[Exercise objective]: From the data that follows, copy every line holding the string "under".

Records from a collection
PR #1211, opened 2023-02-14
[ADDED] FetchChan method to utilize non-blocking pull subscription requests

### LINKED ISSUE #1201: Add non-blocking Fetch method for JetStream pull subscriptions
Currently using `Fetch()` returns `[]*nats.Msg` and blocks until the provided number of messages is received (`batch`) or at least one message is available on the stream (`no_wait` is set to `true` in the pull request`).

A new method should be added (e.g. `FetchChan()`), returning a `<-chan *nats.Msg`, which sets the `no_wait` parameter to `false` in order to wait for the whole batch (or timeout) before terminating the pull request. The channel can be closed when all messages are received or timeout is reached to enable iterating over the messages using `range`.

piotrpio:
Resolves #1201

### DIFF
--- a/js.go
+++ b/js.go
@@ -2794,7 +2794,8 @@ func (mb *messageBatch) Done() bool {
 // FetchBatch pulls a batch of messages from a stream for a pull consumer.
 // Unlike [Subscription.Fetch], it is non blocking and returns [MessageBatch],
 // allowing to retrieve incoming messages from a channel.
-// The returned channel is always close - it is safe to iterate over it using range.
+// The returned channel is always closed after all messages for a batch have been 
+// delivered by the server - it is safe to iterate over it using range.
 //
 // To avoid using default JetStream timeout as fetch expiry time, use [nats.MaxWait]
 // or [nats.Context] (with deadline set).
--- a/js.go
+++ b/js.go
@@ -2761,26 +2761,38 @@ func (sub *Subscription) Fetch(batch int, opts ...PullOpt) ([]*Msg, error) {
 	return msgs, nil
 }
 
-type FetchResult interface {
+// MessageBatch provides methods to retrieve messages consumed using [Subscribe.FetchBatch].
+type MessageBatch interface {
+	// Messages returns a channel on which messages will be published.
 	Messages() <-chan *Msg
+
+	// Error returns an error encountered when fetching messages.
 	Error() error
+
+	// Done signals end of execution.
+	Done() bool
 }
 
-type fetchResult struct {
+type messageBatch struct {
 	msgs chan *Msg
 	err  error
+	done bool
 }
 
-func (fr *fetchResult) Messages() <-chan *Msg {
-	return fr.msgs
+func (mb *messageBatch) Messages() <-chan *Msg {
+	return mb.msgs
 }
 
-func (fr *fetchResult) Error() error {
-	return fr.err
+func (mb *messageBatch) Error() error {
+	return mb.err
 }
 
-// FetchChan pulls a batch of messages from a stream for a pull consumer.
-// Unlike [Subscription.Fetch], it is non blocking and returns [FetchResult],
+func (mb *messageBatch) Done() bool {
+	return mb.done
+}
+
+// FetchBatch pulls a batch of messages from a stream for a pull consumer.
+// Unlike [Subscription.Fetch], it is non blocking and returns [MessageBatch],
 // allowing to retrieve incoming messages from a channel.
 // The returned channel is always close - it is safe to iterate over it using range.
 //
@@ -2788,8 +2800,8 @@ func (fr *fetchResult) Error() error {
 // or [nats.Context] (with deadline set).
 //
 // This method will not return error in case of pull request expiry (even if there are no messages).
-// Any other error encountered when receiving messages will cause FetchChan to stop receiving new messages.
-func (sub *Subscription) FetchChan(batch int, opts ...PullOpt) (FetchResult, error) {
+// Any other error encountered when receiving messages will cause FetchBatch to stop receiving new messages.
+func (sub *Subscription) FetchBatch(batch int, opts ...PullOpt) (MessageBatch, error) {
 	if sub == nil {
 		return nil, ErrBadSubscription
 	}
@@ -2867,7 +2879,7 @@ func (sub *Subscription) FetchChan(batch int, opts ...PullOpt) (FetchResult, err
 	default:
 	}
 
-	result := &fetchResult{
+	result := &messageBatch{
 		msgs: make(chan *Msg, batch),
 	}
 	var msg *Msg
@@ -2893,6 +2905,7 @@ func (sub *Subscription) FetchChan(batch int, opts ...PullOpt) (FetchResult, err
 	}
 	if len(result.msgs) == batch || result.err != nil {
 		close(result.msgs)
+		result.done = true
 		return result, nil
 	}
 
@@ -2914,11 +2927,16 @@ func (sub *Subscription) FetchChan(batch int, opts ...PullOpt) (FetchResult, err
 	reqJSON, err := json.Marshal(req)
 	if err != nil {
 		close(result.msgs)
+		result.done = true
 		result.err = err
 		return result, nil
 	}
 	if err := nc.PublishRequest(nms, rply, reqJSON); err != nil {
+		if len(result.msgs) == 0 {
+			return nil, err
+		}
 		close(result.msgs)
+		result.done = true
 		result.err = err
 		return result, nil
 	}
@@ -2952,6 +2970,7 @@ func (sub *Subscription) FetchChan(batch int, opts ...PullOpt) (FetchResult, err
 			result.err = o.checkCtxErr(err)
 		}
 		close(result.msgs)
+		result.done = true
 	}()
 	return result, nil
 }
--- a/js.go
+++ b/js.go
@@ -2794,7 +2794,7 @@ func (mb *messageBatch) Done() bool {
 // FetchBatch pulls a batch of messages from a stream for a pull consumer.
 // Unlike [Subscription.Fetch], it is non blocking and returns [MessageBatch],
 // allowing to retrieve incoming messages from a channel.
-// The returned channel is always closed after all messages for a batch have been 
+// The returned channel is always closed after all messages for a batch have been
 // delivered by the server - it is safe to iterate over it using range.
 //
 // To avoid using default JetStream timeout as fetch expiry time, use [nats.MaxWait]
--- a/js.go
+++ b/js.go
@@ -1,4 +1,4 @@
-// Copyright 2020-2022 The NATS Authors
+// Copyright 2020-2023 The NATS Authors
 // Licensed under the Apache License, Version 2.0 (the "License");
 // you may not use this file except in compliance with the License.
 // You may obtain a copy of the License at
@@ -2673,16 +2673,6 @@ func (sub *Subscription) Fetch(batch int, opts ...PullOpt) ([]*Msg, error) {
 		return nil, err
 	}
 
-	// Use the deadline of the context to base the expire times.
-	deadline, _ := ctx.Deadline()
-	ttl = time.Until(deadline)
-	checkCtxErr := func(err error) error {
-		if o.ctx == nil && err == context.DeadlineExceeded {
-			return ErrTimeout
-		}
-		return err
-	}
-
 	var (
 		msgs = make([]*Msg, 0, batch)
 		msg  *Msg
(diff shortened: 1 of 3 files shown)


js.go
```diff
@@ -2766,11 +2756,214 @@ func (sub *Subscription) Fetch(batch int, opts ...PullOpt) ([]*Msg, error) {
...
+// Unlike [Subscription.Fetch], it is non blocking and returns [FetchResult],
+// allowing to retrieve incoming messages from a channel.
+// The returned channel is always close - it is safe to iterate over it using range.
+//
+// To avoid using default JetStream timeout as fetch expiry time, use [nats.MaxWait]
+// or [nats.Context] (with deadline set).
+//
+// This method will not return error in case of pull request expiry (even if there are no messages).
+// Any other error encountered when receiving messages will cause FetchChan to stop receiving new messages.
+func (sub *Subscription) FetchChan(batch int, opts ...PullOpt) (FetchResult, error) {
```
wallyqs, line 2792: How about `FetchBatch` and then the interface is a `MessageBatch`? It would be then like `FetchBatch pulls a batch of messages... and returns a MessageBatch`.

js_test.go
```diff
@@ -116,7 +116,6 @@ func TestJetStreamOrderedConsumer(t *testing.T) {
 
 	// Create a sample asset.
 	msg := make([]byte, 1024*1024)
-	//lint:ignore SA1019 crypto/rand.Read is recommended after Go 1.20 but fine for this test.
```
wallyqs, line 119: 👍  this was related to upstream changes in staticcheck

js.go
```diff
@@ -2766,11 +2756,214 @@ func (sub *Subscription) Fetch(batch int, opts ...PullOpt) ([]*Msg, error) {
...
+			}
+			if usrMsg {
+				result.msgs <- msg
+				requestMsgs++
+			}
+		}
+		if err != nil {
+			result.err = o.checkCtxErr(err)
+		}
+		close(result.msgs)
```
wallyqs, line 2954: maybe add a 1s tick here that releases the goroutine one `len(result.msgs)` has reached 0 to ensure messages have been consumed or give up when the client is closed

js.go
```diff
@@ -2766,11 +2756,214 @@ func (sub *Subscription) Fetch(batch int, opts ...PullOpt) ([]*Msg, error) {
...
+		result.err = err
+		return result, nil
+	}
+	cancelContext = false
+	go func() {
+		if cancel != nil {
+			defer cancel()
+		}
+		var requestMsgs int
+		for requestMsgs < requestBatch {
```
wallyqs, line 2931: once the batch has been filled, this loop ends and then closes the `result.msgs` channel, I think this means that the channel cannot be consumed even if some messages were buffered?

test/js_test.go
```diff
@@ -955,6 +955,250 @@ func TestJetStreamSubscribe(t *testing.T) {
...
+
+	_, err := js.AddStream(&nats.StreamConfig{
+		Name:     "TEST",
+		Subjects: []string{"foo"},
+	})
+	if err != nil {
+		t.Fatalf("Unexpected error: %v", err)
+	}
+
+	t.Run("basic fetch", func(t *testing.T) {
```
wallyqs, line 973: need a test where the batch is delivered all the messages, after all have been delivered then try to get the delivered messages

test/js_test.go
```diff
@@ -955,6 +955,250 @@ func TestJetStreamSubscribe(t *testing.T) {
...
+		}
+		if res.Error() == nil && !errors.Is(err, nats.ErrConsumerDeleted) {
+			t.Fatalf("Expected error: %s; got: %s", nats.ErrConsumerDeleted, err)
+		}
+		if len(msgs) != 5 {
+			t.Fatalf("Expected %d messages; got: %d", 5, len(msgs))
+		}
+	})
+
+	t.Run("validation errors", func(t *testing.T) {
```
wallyqs, line 1164: just in case, try to add a test where you have multiple fetch calls under different goroutines concurrently then a single select waiting for all the message channels

js.go
```diff
@@ -2766,11 +2756,214 @@ func (sub *Subscription) Fetch(batch int, opts ...PullOpt) ([]*Msg, error) {
...
+
+	requestBatch := batch - len(result.msgs)
+	req := nextRequest{
+		Expires:  expires,
+		Batch:    requestBatch,
+		MaxBytes: o.maxBytes,
+	}
+	reqJSON, err := json.Marshal(req)
+	if err != nil {
+		close(result.msgs)
```
wallyqs, line 2916: something to note is that just closing would mean that `res.Messages()` channel would result in zero values of messages if called again, but if we nil the channel then `for range batch.Messages()` would block forever.

wallyqs: may need a condition for the result to signal that the result is not done yet, maybe part of the interface`IsDone() bool`

js.go
```diff
@@ -2766,11 +2756,214 @@ func (sub *Subscription) Fetch(batch int, opts ...PullOpt) ([]*Msg, error) {
...
 	if err != nil && len(msgs) == 0 {
-		return nil, checkCtxErr(err)
+		return nil, o.checkCtxErr(err)
 	}
 	return msgs, nil
 }
 
+type FetchResult interface {
+	Messages() <-chan *Msg
+	Error() error
```
wallyqs, line 2766: I think we need a way to stamp that the batch is done, (definition of done being that you cannot consume further messages from it), maybe something like:

```suggestion
	Done() bool
```

or maybe context like?

```go
  Done() <-chan struct{}
```

js.go
```diff
@@ -2766,11 +2756,214 @@ func (sub *Subscription) Fetch(batch int, opts ...PullOpt) ([]*Msg, error) {
...
+	reqJSON, err := json.Marshal(req)
+	if err != nil {
+		close(result.msgs)
+		result.err = err
+		return result, nil
+	}
+	if err := nc.PublishRequest(nms, rply, reqJSON); err != nil {
+		close(result.msgs)
+		result.err = err
+		return result, nil
```
wallyqs, line 2923: can we have no messages at this point? in that case I think better here to `return nil, err` in the case this publish failed (would have been a connection closed error or a sync error that reconnect buffer is full)

js.go
piotrpio: I like that 👍

js.go
piotrpio: Hmm, not sure I get it. When the channel is closed, clients can still consume messages from it... Closing a channel only signals that no more messages will come in.

js.go
piotrpio: It can be consumed, you cannot send new values to it.

js.go
piotrpio: If you drain + close the channel, it will simply have 0 values inside, nothing should be blocking when using `range`. So really, subsequent calls to `res.Messages()` should not have a negative effect: https://go.dev/play/p/SwlO1ZhKgDr

That being said, if you just do `msg := <-res.Messages()` after closing the channel, it will return nil, that is correct. You can check if the channel is closed by doing `msg, ok := <-res.Messages()`, but we could also add a `Done()` method in addition to that, to be explicit.

js.go
piotrpio: Hmm, I would rather go with `Done() bool` - since we are iterating over values, I would like to avoid having to have for loops with `select`, I think boolean is enough - if it's false, you can safely consume messages.

js.go
piotrpio: Yeah, if there are indeed no messages at this point we can return `nil, err` 👍  If there is at least 1 message that was in buffer previously however, I think we should still return `result, nil`, with error in result.

js.go
wallyqs: you're right, it is fine to close the channel actually...

js.go
wallyqs: as you mentioned above this actually not an issue, I misremembered this part of channels usage

js.go
wallyqs: sounds good to me 👍

js.go
piotrpio: Done

test/js_test.go
piotrpio: done

js.go
wallyqs: thanks for the clarification (should have double checked myself first 😓 ), you are also covering with docs that the channel is closed after being consumed so that's good too.

piotrpio: I've added `Done() bool` to the `MessagesBatch` interface.

js.go
wallyqs: nice!

js.go
piotrpio: done

js.go
```diff
@@ -2766,11 +2756,233 @@ func (sub *Subscription) Fetch(batch int, opts ...PullOpt) ([]*Msg, error) {
...
+}
+
+func (mb *messageBatch) Done() bool {
+	return mb.done
+}
+
+// FetchBatch pulls a batch of messages from a stream for a pull consumer.
+// Unlike [Subscription.Fetch], it is non blocking and returns [MessageBatch],
+// allowing to retrieve incoming messages from a channel.
+// The returned channel is always close - it is safe to iterate over it using range.
```
wallyqs, line 2797:
```suggestion
// The returned channel is always closed after all messages for a batch have been 
// delivered by the server - it is safe to iterate over it using range.
```

test/js_test.go
```diff
@@ -955,6 +955,381 @@ func TestJetStreamSubscribe(t *testing.T) {
...
+			if _, err := js.Publish("foo", []byte("msg")); err != nil {
+				t.Fatalf("Unexpected error: %s", err)
+			}
+		}
+		var r1, r2, r3 nats.MessageBatch
+		started := &sync.WaitGroup{}
+		started.Add(3)
+		errs := make(chan error, 3)
+		go func() {
+			r1, err = sub.FetchBatch(10)
```
wallyqs, line 1022: this `err` being shared among goroutines might seem to be causing a data race in the test

```
=== RUN   TestPullSubscribeFetchBatch/multiple_concurrent_fetches
==================
WARNING: DATA RACE
Write at 0x00c0003b64f8 by goroutine 50:
  github.com/nats-io/nats%2ego.(*Subscription).FetchBatch.func2()
     nats-dev/src/github.com/nats-io/nats.go/js.go:2974 +0x444

Previous read at 0x00c0003b64f8 by goroutine 42:
  github.com/nats-io/nats%2ego.(*messageBatch).Done()
      nats-dev/src/github.com/nats-io/nats.go/js.go:2791 +0x30
  github.com/nats-io/nats.go/test.TestPullSubscribeFetchBatch.func2()
      nats-dev/src/github.com/nats-io/nats.go/test/js_test.go:1074 +0xc14
  testing.tRunner()
      /opt/homebrew/Cellar/go/1.19.5/libexec/src/testing/testing.go:1446 +0x188
  testing.(*T).Run.func1()
      /opt/homebrew/Cellar/go/1.19.5/libexec/src/testing/testing.go:1493 +0x40

Goroutine 50 (running) created at:
  github.com/nats-io/nats%2ego.(*Subscription).FetchBatch()
      nats-dev/src/github.com/nats-io/nats.go/js.go:2945 +0xf04
  github.com/nats-io/nats.go/test.TestPullSubscribeFetchBatch.func2.1()
      nats-dev/src/github.com/nats-io/nats.go/test/js_test.go:1022 +0x64

Goroutine 42 (running) created at:
  testing.(*T).Run()
      /opt/homebrew/Cellar/go/1.19.5/libexec/src/testing/testing.go:1493 +0x55c
  github.com/nats-io/nats.go/test.TestPullSubscribeFetchBatch()
      nats-dev/src/github.com/nats-io/nats.go/test/js_test.go:1006 +0x368
  testing.tRunner()
      /opt/homebrew/Cellar/go/1.19.5/libexec/src/testing/testing.go:1446 +0x188
  testing.(*T).Run.func1()
      /opt/homebrew/Cellar/go/1.19.5/libexec/src/testing/testing.go:1493 +0x40
==================
    js_test.go:1075: FetchBatch result channel should be closed after receiving all messages on r1
    testing.go:1319: race detected during execution of test
```

test/js_test.go
```diff
@@ -955,6 +955,381 @@ func TestJetStreamSubscribe(t *testing.T) {
...
+		if r1.Error() != nil {
+			t.Fatalf("Unexpected error: %s", r1.Error())
+		}
+		if r2.Error() != nil {
+			t.Fatalf("Unexpected error: %s", r2.Error())
+		}
+		if r3.Error() != nil {
+			t.Fatalf("Unexpected error: %s", r3.Error())
+		}
+		if !r1.Done() {
```
wallyqs, line 1074: this one seems to be a data race... probably due to marking `bm.done` bool in a different goroutine without locks and then checking it here, maybe it was needed the `Done() <-chan struct{}` approach after all to avoid locks... I'm also good on punting adding `Done()` to the `MessageBatch` interface for now if it becomes problematic.

piotrpio: Yes, my bad. I revise my statement about not liking `Done() <-chan struct{}` 😅 It does not force anyone to use `select` + it can always be used just like a boolean with `len(res.Done()) == 0`. I changed that and fixed the above data race as well.

wallyqs (approved):
LGTM!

[Solution for this exercise]:
 // Licensed under the Apache License, Version 2.0 (the "License");
wallyqs, line 1164: just in case, try to add a test where you have multiple fetch calls under different goroutines concurrently then a single select waiting for all the message channels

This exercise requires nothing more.